In the face of these stark dangers, Europe seems remarkably passive. Having burst into action last fall, it does not seem to know what to do now that Iran has rebuffed its efforts. It is urging negotiations again, which is fine. But what will it tell Iran in these negotiations? What is the threat that it is willing to wield?

Last month the Brookings Institution conducted a scenario with mostly former American and European officials. In it, Iran actually acquires fissile material. Even facing the imminent production of a nuclear bomb, Europeans were unwilling to take any robust measures, such as the use of force or tough sanctions. James Steinberg, a senior Clinton administration official who organized this workshop, said that he was "deeply frustrated by European attitudes." Madeleine Albright, who regularly convenes a discussion group of former foreign ministers, said that on this topic, "Europeans say they understand the threat but then act as if the real problem is not Iran but the United States."

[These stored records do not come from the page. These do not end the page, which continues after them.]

PR #2524, opened 2026-03-25
ci(issues): prompt upgrade when bug report GSD version is outdated

jeremymcs:
## TL;DR

Adds a GitHub Actions workflow that auto-comments on bug reports filed against an outdated GSD version, giving the reporter the exact upgrade command and asking them to re-test before the team investigates.

---

## What

New workflow: `.github/workflows/version-check.yml`

- Triggers on `issues: [opened, edited]`
- Skips any issue that doesn't contain a "GSD version" field (non-bug-report issues)
- Parses the version from the `### GSD version` block rendered by the bug report form
- Fetches the latest published version from `registry.npmjs.org/gsd-pi/latest` (no auth required)
- Inline semver comparison (major.minor.patch)
- If outdated: posts a friendly comment with `npm install -g gsd-pi@latest` and applies a `needs-upgrade` label
- Deduplicates: a hidden `<!-- gsd-version-check -->` marker prevents re-posting the same comment on subsequent edits

## Why

Bug reports filed against old versions waste maintainer time. Many issues are already fixed by the time they're reported. This surfaces the problem immediately at triage time and moves the "have you tried the latest?" conversation to automation.

## How

No new secrets or external actions — follows the same `actions/github-script@v7` pattern as `ai-triage.yml`. Reads from the public npm registry via `fetch`. The `needs-upgrade` label will need to be created once in the repo's Labels page.

---

## Change type

- [ ] feat
- [x] ci
- [ ] fix
- [ ] refactor
- [ ] docs
- [ ] chore

## Breaking changes

None.

## Checklist

- [x] Branch based on `upstream/main`
- [x] Commit follows Conventional Commits format
- [x] No unrelated file changes
- [x] AI assistance disclosed (Claude Code)

### DIFF
--- a/.github/workflows/version-check.yml
+++ b/.github/workflows/version-check.yml
@@ -1,0 +1,113 @@
+name: Version Check
+
+on:
+  issues:
+    types: [opened, edited]
+
+permissions:
+  issues: write
+
+jobs:
+  check-version:
+    # Only run on bug reports (they have the "GSD version" field)
+    if: contains(github.event.issue.body, 'GSD version')
+    runs-on: blacksmith-4vcpu-ubuntu-2404
+    steps:
+      - name: Check GSD version and comment if outdated
+        uses: actions/github-script@v7
+        with:
+          script: |
+            const body = context.payload.issue.body || '';
+            const issueNumber = context.payload.issue.number;
+
+            // Parse the version from the issue body.
+            // GitHub issue forms render field labels as "### GSD version\n\n<value>"
+            const match = body.match(/###\s+GSD version\s*\n+\s*([^\s\n]+)/i);
+            if (!match) {
+              core.info('Could not find a GSD version value in the issue body — skipping.');
+              return;
+            }
+
+            const reportedVersion = match[1].trim().replace(/^v/, '');
+            core.info(`Reported version: ${reportedVersion}`);
+
+            // Fetch the latest published version from npm
+            const npmResponse = await fetch('https://registry.npmjs.org/gsd-pi/latest');
+            if (!npmResponse.ok) {
+              core.setFailed(`npm registry request failed: ${npmResponse.status}`);
+              return;
+            }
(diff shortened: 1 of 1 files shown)


trek-e (commented):
## Adversarial Review: CI Version Check Workflow

### VISION.md Alignment
**Verdict: APPROVE with security note** -- GitHub Actions workflow that auto-comments on issues when the reported GSD version is outdated. Aligns with "ship fast fix fast" by reducing stale-version noise in issue triage.

### Findings

**1. Workflow Trigger**
Triggered on issue open/edit. This means every issue edit re-triggers the version check. Verify the workflow is idempotent -- does it check for an existing version comment before posting a new one? If not, editing an issue would create duplicate comments.

**2. Version Parsing**
Parsing the GSD version from the issue body assumes a specific format in the issue template. If the reporter doesn't use the template or formats the version differently, the parser may fail silently. Verify graceful degradation.

**3. Security: Issue Body as Input**
The workflow reads the issue body to extract a version string. Issue bodies are untrusted input. Verify the version parsing doesn't pass the extracted string to any shell commands without sanitization. GitHub Actions expression injection (`${{ github.event.issue.body }}`) is a known attack vector.

**4. Comment Content**
The auto-comment should be helpful, not dismissive. Verify it says something like "We noticed you're running GSD vX.Y -- the latest is vA.B which includes fixes for [relevant issues]. Please update and retest" rather than just "your version is old."

### Recommendation
Approve with verification that: (1) the workflow is idempotent (no duplicate comments), (2) version extraction sanitizes input against expression injection, (3) the auto-comment tone is constructive.

trek-e (commented):
## Re-review: CI version check workflow

New commit: `ci: retrigger after FILE-SYSTEM-MAP.md landed on main`. CI maintenance only, no code change. My original observations about idempotency, version parsing sanitization, and comment tone still apply.

PR #2562, opened 2026-03-25
qol: double-escape to clear editor input

jupelost:
## Summary
- Pressing Escape when the editor has text shows a "Press Escape again to clear input" hint in the footer's right-side status (temporarily replacing the model info)
- Pressing Escape a second time clears the editor input
- The hint and pending state auto-expire after 1.5s, and reset immediately if the user resumes typing

## Details
- Adds `setTemporaryRightText()` to `FooterComponent` for transient right-side messages with auto-clear
- Uses a flag (`escapePendingClear`) instead of a timing window to avoid races with autocomplete consuming escape presses
- The flag is reset on: second Escape (clears input), typing (user resumed editing), or 1.5s timeout (expired)

## Test plan
- [ ] Type text in editor, press Escape once → footer shows hint, model info is replaced
- [ ] Press Escape again → input clears, model info restores
- [ ] Type text, press Escape once, then type more → hint disappears, flag resets, next Escape shows hint again
- [ ] Type text, press Escape once, wait 1.5s → hint disappears on its own, next Escape shows hint again
- [ ] Verify existing double-escape behavior with empty editor (tree/fork) still works
- [ ] Verify Escape still cancels autocomplete, aborts loading, and exits bash mode

### DIFF
--- a/packages/pi-coding-agent/src/modes/interactive/components/footer.ts
+++ b/packages/pi-coding-agent/src/modes/interactive/components/footer.ts
@@ -44,6 +44,8 @@ export function formatPromptCost(cost: number): string {
  */
 export class FooterComponent implements Component {
 	private autoCompactEnabled = true;
+	private temporaryRightText: string | undefined = undefined;
+	private temporaryRightTimer: ReturnType<typeof setTimeout> | undefined = undefined;
 
 	constructor(
 		private session: AgentSession,
@@ -52,6 +54,24 @@ export class FooterComponent implements Component {
 
 	setAutoCompactEnabled(enabled: boolean): void {
 		this.autoCompactEnabled = enabled;
+	}
+
+	/**
+	 * Temporarily replace the right-side model text with a message.
+	 * Auto-clears after the specified duration (default 2s).
+	 */
+	setTemporaryRightText(text: string | undefined, durationMs = 2000): void {
+		if (this.temporaryRightTimer) {
+			clearTimeout(this.temporaryRightTimer);
+			this.temporaryRightTimer = undefined;
+		}
+		this.temporaryRightText = text;
+		if (text !== undefined && durationMs > 0) {
+			this.temporaryRightTimer = setTimeout(() => {
+				this.temporaryRightText = undefined;
+				this.temporaryRightTimer = undefined;
+			}, durationMs);
+		}
 	}
 
 	/**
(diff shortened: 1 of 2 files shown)


trek-e (approved):
## Adversarial Review: Double-Escape to Clear Editor Input

### VISION.md Alignment
**Verdict: APPROVE** -- Small UX improvement: double-tap Escape to clear editor input with visual feedback. Aligns with simplicity over abstraction.

### Findings

**1. Implementation**
Adding `escapePendingClear` state with a 1.5s timer and footer feedback ("Press Escape again to clear input") follows a standard confirmation pattern. The 1.5s window is reasonable.

**2. Reset on Any Keypress**
Resetting the pending state on any keypress prevents accidental clears. Good defensive behavior.

**3. Footer Integration**
`setTemporaryRightText()` in the footer component provides non-intrusive visual feedback. Clean integration with existing UI.

**4. Edge Cases**
Verify behavior when: (a) editor has unsaved content and user double-escapes, (b) escape is pressed during an active auto-mode operation, (c) focus is in a nested dialog/overlay.

### Recommendation
Approve. Clean UX improvement with appropriate confirmation pattern.

trek-e (commented):
## Code Review

### Timer leak on component teardown — MAJOR

`FooterComponent` allocates `temporaryRightTimer` via `setTimeout` but there is no `dispose()` / `destroy()` method in the diff that calls `clearTimeout` on teardown. If the footer is torn down (e.g. session ends, mode switches) while a timer is pending, the callback fires on a garbage-collected or replaced component instance, writing to `this.temporaryRightText` on a stale object and calling `ui.requestRender()` on a dead UI. Whether this causes a crash depends on how the render pipeline handles stale calls, but the leak is real.

`InteractiveMode` has the same issue with `escapePendingTimer` — no cleanup on teardown.

**File:** `packages/pi-coding-agent/src/modes/interactive/components/footer.ts` — `setTemporaryRightText()` has no paired cleanup  
**File:** `packages/pi-coding-agent/src/modes/interactive/interactive-mode.ts` — `escapePendingTimer` has no teardown path

### `setTemporaryRightText` default duration is 2000ms, PR description says 1500ms — MINOR

The method signature is `setTemporaryRightText(text, durationMs = 2000)` but the call site passes `1500` and the PR description says "auto-expire after 1.5s." The two timers (footer and `escapePendingTimer` in interactive-mode) are both 1500ms, which is correct — but the default of 2000ms on the method is inconsistent with every call site and the documented behavior. The default will silently differ if someone adds a new call site without a duration argument.

**File:** `packages/pi-coding-agent/src/modes/interactive/components/footer.ts` line +67 — `durationMs = 2000` should be `1500`

### Double-clear race on rapid Escape-Escape — MINOR

When the user presses Escape twice in rapid succession (within the same event loop turn on slow systems), `escapePendingClear` is set to `true` on the first press. On the second press, the code enters the `if (this.escapePendingClear)` branch, clears the timer, sets text to `""`, and calls `setTemporaryRightText(undefined)`. `setTemporaryRightText(undefined)` also calls `clearTimeout` on `temporaryRightTimer` — which may or may not be the same timer as `escapePendingTimer`. These are tracked as separate fields, so the `clearTimeout` in `setTemporaryRightText` targets `this.temporaryRightTimer` while `escapePendingTimer` is a separate handle. On the clear path, `escapePendingTimer` is correctly nulled in the interactive-mode code, so this is safe as written — but the two parallel timer fields tracking the same logical state are fragile.

### No automated tests — MINOR

This is UI interaction code with branching logic (pending flag, timeout, typing reset). The test plan is entirely manual. At minimum, the state-machine transitions (set → expire, set → retype reset, set → second Escape) could be unit-tested by calling the methods directly on mock instances. Absence of tests means any refactor of the escape handler silently breaks this.

**Verdict**: REQUEST_CHANGES — timer leak on teardown is a real bug; fix the default duration inconsistency.

trek-e:

trek-e:

Closed per maintainer policy.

U.S. policy toward Iran is hardly blameless. Washington refuses even to consider the possibility of direct talks with Iran, let alone actual relations. Europeans could present Washington with a plan. They would go along with a bigger stick if Washington would throw in a bigger carrot: direct engagement with Tehran. This is something Tehran has long sought, and it could be offered in return for renouncing its nuclear ambitions.

But for any of this to happen, Europe must be willing to play an active, assertive role. It must stop viewing itself merely as a critic of U.S. policy and instead see itself as a partner, jointly acting to reduce the dangers of nuclear proliferation. And it should do this not as a favor to John Kerry but as a responsibility to its own citizens and those of the world.

comments@fareedzakaria.com


Well, aren't we all surprised!

Allies Not in Formation on Kerry's Troops Plan
Nations have a hard time supporting his proposal to use their soldiers to fill out the force in Iraq.


By Paul Richter and Maria L. La Ganga
LA Times Staff Writers

August 9, 2004

WASHINGTON — Democratic presidential candidate John F. Kerry has staked much of his campaign on a proposal he hopes will convince voters that he can extricate the United States from Iraq more quickly and at less cost than President Bush.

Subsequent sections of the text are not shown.